The Texas Medical Board on Friday approved regulations (see Chapter 198) that are claimed to ensure safe clinical use of stem cells and other “investigational agents”. The regulations, however, have been criticized as too permissive and opening the door for the sale of dubious treatments.
There has been debate and confusion, even among stem-cell scientists, who usually criticize attempts to use stem cells in the clinic without clinical evidence, as to whether the regulations are aiming to rein in rogue clinicians or to open the door for expanded use.
The support for the new regulations from those already receiving or selling stem cells shows that they are on the permissive side. They were initiated by Governor Rick Perry, who had a stem-cell treatment for back pain last summer, and approved by a board of Perry appointees. And the Centeno-Schultz Clinic in Broomfield, Colorado, which is in a legal tussle with the US Food and Drug Administration (FDA) over its use of unapproved stem cells in orthopaedic surgery, applauded the new regulations as support for “a time honored traditional [sic] of medical innovation that’s responsible for many of the medical advances we take for granted”.
The regulations require those who wish to provide stem cells to patients to get approval either from the FDA — which considers most stem-cell treatments to be under its jurisdiction and requires that they be clinically verified — or an institutional review board (IRB). This latter hurdle is likely to be lower.
IRBs, say the regulations, “can be affiliated with an academic setting or a Texas licensed hospital, be accredited by the Association for the Accreditation of Human Research Protections Programs, Inc. (AAHRPP), be register by the US Departments of Health and Human Services Office for Human Research Protection… or have received national accreditation by an organization acceptable to the TMB”.

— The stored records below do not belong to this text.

PR #3788, opened 2023-06-23
feat(filter-bar): add functionality for dependent filters

HeartSquared:
## What

Add functionality for dependent filters.

- New filter attribute `isUsableWhen` (`(state) => boolean`) added for consumers
	- Filters failing to meet their condition will be removed from the FilterBar options (both active/inactive) and their value will be cleared
- `isUsable` added to state
- `values` added to state
	- `(consumer) values` and `state.values` must be able to change each other
		- In the case that the filter is deemed unusable, but the consumer has passed in a value, we need to clear it
		- We still need to allow consumers to change values from an external event

## Why

[KDS-1472](https://cultureamp.atlassian.net/jira/software/projects/KDS/boards/289?selectedIssue=KDS-1472)
Some filters should only be shown in the FilterBar (both active/inactive) when certain conditions are met.

[KDS-1472]: https://cultureamp.atlassian.net/browse/KDS-1472?atlOrigin=eyJpIjoiNWRkNTljNzYxNjVmNDY3MDlhMDU5Y2ZhYzA5YTRkZjUiLCJwIjoiZ2l0aHViLWNvbS1KU1cifQ


packages/components/src/FilterBar/FilterBar.spec.tsx
```diff
@@ -233,6 +258,177 @@ describe("<FilterBar />", () => {
...
+        const menuOption = within(list).getByRole("button", { name: "Topping" })
+
+        await waitFor(() => {
+          expect(menuOption).toBeVisible()
+        })
+      })
+    })
+
+    describe("Condition result change", () => {
+      it("clears the value for an unusable filter", async () => {
```
gyfchong, line 352: Is this saying that you can't set a default for unusable filters?

packages/components/src/FilterBar/context/FilterBarContext.tsx
```diff
@@ -80,33 +77,38 @@ export const FilterBarProvider = <ValuesMap extends FiltersValues>({
...
           dispatch({ type: "deactivate_filter", id })
       })
-      onValuesChange({})
+      dispatch({ type: "update_values", values: {} })
     },
   } satisfies FilterBarContextValue<any, ValuesMap>
 
+  const shouldUpdateValues = filters.some(
+    ({ id }) => state.values[id] !== values[id]
+  )
```
gyfchong, line 102: Maybe make this a bit more pure and pass it the state?

packages/components/src/FilterBar/context/reducer/setupFiltersState.ts
```diff
@@ -1,21 +1,45 @@
...
     },
-    { filters: {}, activeFilterIds: new Set() } as FilterBarState<ValuesMap>
+    {
+      filters: {},
+      activeFilterIds: new Set(),
+      values: {},
+    } as FilterBarState<ValuesMap>
   )
+
+  const filtersState = transformToFiltersState(state, values)
```
gyfchong, line 30: How come this is a two step process? Why not extend the filter states in the first reducer?

HeartSquared: Terrible isn't it?

Since the consumer should be able to make a conditional out of the current state and any of its attributes, I need to combine state and values (which may be changed from outside, so not the one from state) together to then pass into `isUsableWhen` to get an accurate calculation.

Using the result from that, I then have to update the state to actually reflect what it should be (eg. deactivate and clear the value for a filter because it's actually now no longer usable).

That being said, I moved things around so many times that if duplicating everything into a single state makes more sense I could look into it. I'll just need to filter out some attributes to the user (eg. I can't have them calling `isUsableWhen` from `state` in their `isUsableWhen` cos I'll end up in a loop).

To briefly explain why some things have been split out:
- `activeFilterIds` is required to keep the sorting order for rendering. I had opted to calculate the value instead of duplicating the attribute into the state previously to prevent mismatching values.
- `state.values` has been introduced as `isUsableWhen` can now make the context influence a change in the selected values (clearing it when not usable). The idea was that I'd watch for changes to these values, then update the consumer values, but it seems that it doesn't work unless I make the `useEffect` dependency the whole state object. Happy to just move this into attributes, but it does mean that I'd need another `reduce` to convert the `state.filters` object to the correct shape when passing back into `onValuesChange` as opposed to now just taking and passing it in as is.
- `(consumer) values` exists as the consumer may want to manipulate the values from an external event.

packages/components/src/FilterBar/context/FilterBarContext.tsx
HeartSquared: You mean make a util and pass in `state` and `(consumer) values`?

packages/components/src/FilterBar/FilterBar.spec.tsx
HeartSquared: Yes that is correct.

If the consumer somehow has a funny combination where a dependent filter has a value but is failing the requirement to show up, the value will be cleared.

gyfchong: I think this is actually a use case, as [seen in Lisa's PoC](https://dev.cultureamp.design/KZN-1148/add-lisa-filterbar-example/?path=/docs/components-filter-bar-expandable-filter--docs#expandable-filter-conditional-filters), because we haven't solved the "all" problem yet.

packages/components/src/FilterBar/context/FilterBarContext.tsx
gyfchong: Nah, just like
```suggestion
  const shouldUpdateValues = (state) => filters.some(
    ({ id }) => state.values[id] !== values[id]
  )
```

HeartSquared: Lol, but I just want a boolean value :')

packages/components/src/FilterBar/context/reducer/setupFiltersState.ts
gyfchong: Hm, probably not worth looking into shuffling this now then, your test coverage should help optimise it later if it becomes an issue.

packages/components/src/FilterBar/FilterBar.spec.tsx
HeartSquared: That's irrelevant?

This solves for a case like this:
- **Toppings** relies on **Flavour** to be set
	- `toppings: { isUsableWhen: (state) => state.flavour.value !== undefined }`
- A user messes with the query params and we somehow end up with default values `{ toppings: ["pearls"] }`
- **Toppings** is not shown in the FilterBar because **Flavour** is missing a value
	- Therefore, since **Toppings** isn't shown, the value should also not exist

If we should be able to select **Toppings** without **Flavour** having a value, then this is the wrong condition to use.
There are other conditions like `state.flavour.isActive` which can be used instead.

packages/components/src/FilterBar/context/FilterBarContext.tsx
gyfchong: Lol kay

packages/components/src/FilterBar/FilterBar.spec.tsx
gyfchong: That's fine, but the use case is if the unusable Toppings filter becomes usable after Flavour gets a value, they might want Tops filter to be defaulted to pearls.

gyfchong: Oh wait, you mean that this is only if values are changing

gyfchong: Can you confirm if the use case is possible though? Lol

HeartSquared: Yes, only if the values are changing :)

Your case isn't something I've considered, but it seems to be more business logic so it would probably need to be implemented by the consumer. If it's a confirmed thing that they want an example for, we could look into it later.

packages/components/src/FilterBar/context/reducer/setupFiltersState.ts
HeartSquared: Yeah definitely :) And the only types I'm changing around for it is internal. If anyone digs for them and uses them, then they'll need to face the consequences of the "breaking" change.

packages/components/src/FilterBar/_docs/FilterBar.mdx
```diff
@@ -118,44 +164,28 @@ unless there is a default value provided, of which it will be in the active filt
...
-  },
-] satisfies Filters<ValuesMap>
+The `state` arg will provide you with the following attributes for all the filters (mapped to the keys of the `ValuesMap`):
+```ts
+id: keyof ValuesMap
+name: string
+isRemovable?: boolean
+isOpen: boolean
+value?: ValueMap[keyof ValuesMap]
+isActive: boolean
```
HeartSquared, line 180: Writing this out really made me wonder whether a consumer would ever need all these attributes when writing a condition. I can only reasonably think of `isActive` and `value` making sense to use.

Should I revise the types?

gyfchong: Agreed, probably not `isOpen` and `isRemovable`. Maybe the `id` and `name` could be useful if they want to trigger analytics/other funcs that might string match

HeartSquared: Oh true. Didn't think about potentially using it for analytics. Although the condition gets run for every filter on every state update, so I don't know if they'd actually want to do that 😂 Their choice though.

packages/components/src/FilterBar/_docs/FilterBar.mdx
```diff
@@ -189,6 +219,12 @@ A callback (`(values: Partial<ValuesMap>) => void`) for when the active `values`
 
 ## Examples
 
+### Dependent filters
+
+Example where `Topping` and `Drank` are usable only if `Flavour` has a value:
```
gyfchong, line 224: It's a bit hard to look at the live example code and find the exact thing that's driving the example and learn how to apply it, eg. I might have existing config and jump straight to this example hoping to retrofit.

So I think it would be nice to have a succinct code snippet here that highlights the `isUsableWhen` config, maybe just the filters array.

packages/components/src/FilterBar/_docs/FilterBar.mdx
```diff
@@ -118,44 +164,28 @@ unless there is a default value provided, of which it will be in the active filt
...
+isOpen: boolean
+value?: ValueMap[keyof ValuesMap]
+isActive: boolean
 ```
 
+When a dependent filter has not met its condition (not _Usable_):
+- it will be removed from the FilterBar
+- if it has a value, the value will be cleared
+
+If this attribute is not defined, the filter will default to be _Usable_.
```
gyfchong, line 187: Might also be good to include a code snippet of what this looks like in config, hard to imagine where I should put this if I came to the `filters` section and jumped straight to `isUsableWhen`

packages/components/src/FilterBar/_docs/FilterBar.mdx
```diff
@@ -71,19 +71,65 @@ return (
...
-##### `Component`
+#### Filter attributes
+
+Each filter has the following attributes:
+
+- [`id: string`](#id-string)
+- [`name: string`](#name-string)
+- [`Component: JSX.Element`](#component-jsxelement)
+- [`isRemovable?: boolean`](#isremovable-boolean)
+- [`isUsableWhen?: (state: FiltersState<ValuesMap>) => boolean`](#isusablewhen-state-filtersstatevaluesmap--boolean)
```
gyfchong, line 120: To make it easier for consumers to understand what to navigate to these for, mainly around the `isUsableWhen`, I think you need to add the description of the feature to these instead of the typescript defs. Cause I'm not sure it's clear enough why someone would visit the `isUsableWhen` section if it doesn't tell them what the attribute solves.

The top two probably could just have what they're used for and not a section of their own, but maybe play around with the idea.

packages/components/src/FilterBar/_docs/FilterBar.stories.tsx
```diff
@@ -216,6 +216,73 @@ export const OnValuesChange: StoryFn<typeof FilterBar> = () => {
...
+        />
+      ),
+      isUsableWhen: state => state.flavour.value !== undefined,
+    },
+    {
+      id: "drank",
+      name: "Drank",
+      Component: <FilterBar.DatePicker />,
+      isRemovable: true,
+      isUsableWhen: state => state.flavour.value !== undefined,
```
christian314159, line 258: Just an idea here after trying out the Story:
What if we made the `Drank` filter dependent on `Topping`? Would make the example a bit more elaborate and show you can make something dependent on a filter that is dependent on something else?

HeartSquared:
Superseded by https://github.com/cultureamp/kaizen-design-system/pull/3812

As Leigh Turner, a bioethicist at the University of Minnesota in Minneapolis points out in an 8 April letter to the Texas Medical Board, this broad and ill-defined characterization could include for-profit boards, produce financial conflicts of interest and result in researchers rejected by one IRB “searching for an IRB until they find one that approves whatever studies they wish to conduct”.
CellTex Therapeutics, a company based outside of Houston, Texas, that has been paying doctors to inject stem cells into patients while denying conducting any such stem-cell procedures, pushed for the regulations to be made even more lax. In a 6 April letter to the Texas Medical Board, CellTex asked for the regulations to be made still more permissive and asked the board to recognize that cells that are not more than “minimally modified” to be exempt even from the need to pass an IRB.
The letter claims that the company’s cells are not more than minimally modified “as defined by federal law”. Present and former FDA officials, however, seem to think that CellTex’s cells are more than minimally modified.
The letter also says that even if the changes are not made, CellTex “will invest the time, finances and other resources necessary to make these therapies available to physicians in Texas”. That’s a strange comment, considering that CellTex has already started supplying physicians without waiting for the regulations to be drafted, much less approved or implemented. The Texas Medical Board’s first chore might be to see how many doctors are already violating the regulations.